>>>

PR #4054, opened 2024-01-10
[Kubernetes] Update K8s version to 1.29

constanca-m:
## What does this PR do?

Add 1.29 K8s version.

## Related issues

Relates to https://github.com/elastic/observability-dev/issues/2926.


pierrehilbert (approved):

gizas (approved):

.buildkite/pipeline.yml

<<<

- [TASK]
Transcribe each entry exactly.

- [ANSWER AREA]
PR #4054, opened 2024-01-10
[Kubernetes] Update K8s version to 1.29

constanca-m:
## What does this PR do?

Add 1.29 K8s version.

## Related issues

Relates to https://github.com/elastic/observability-dev/issues/2926.


pierrehilbert (approved):

gizas (approved):

.buildkite/pipeline.yml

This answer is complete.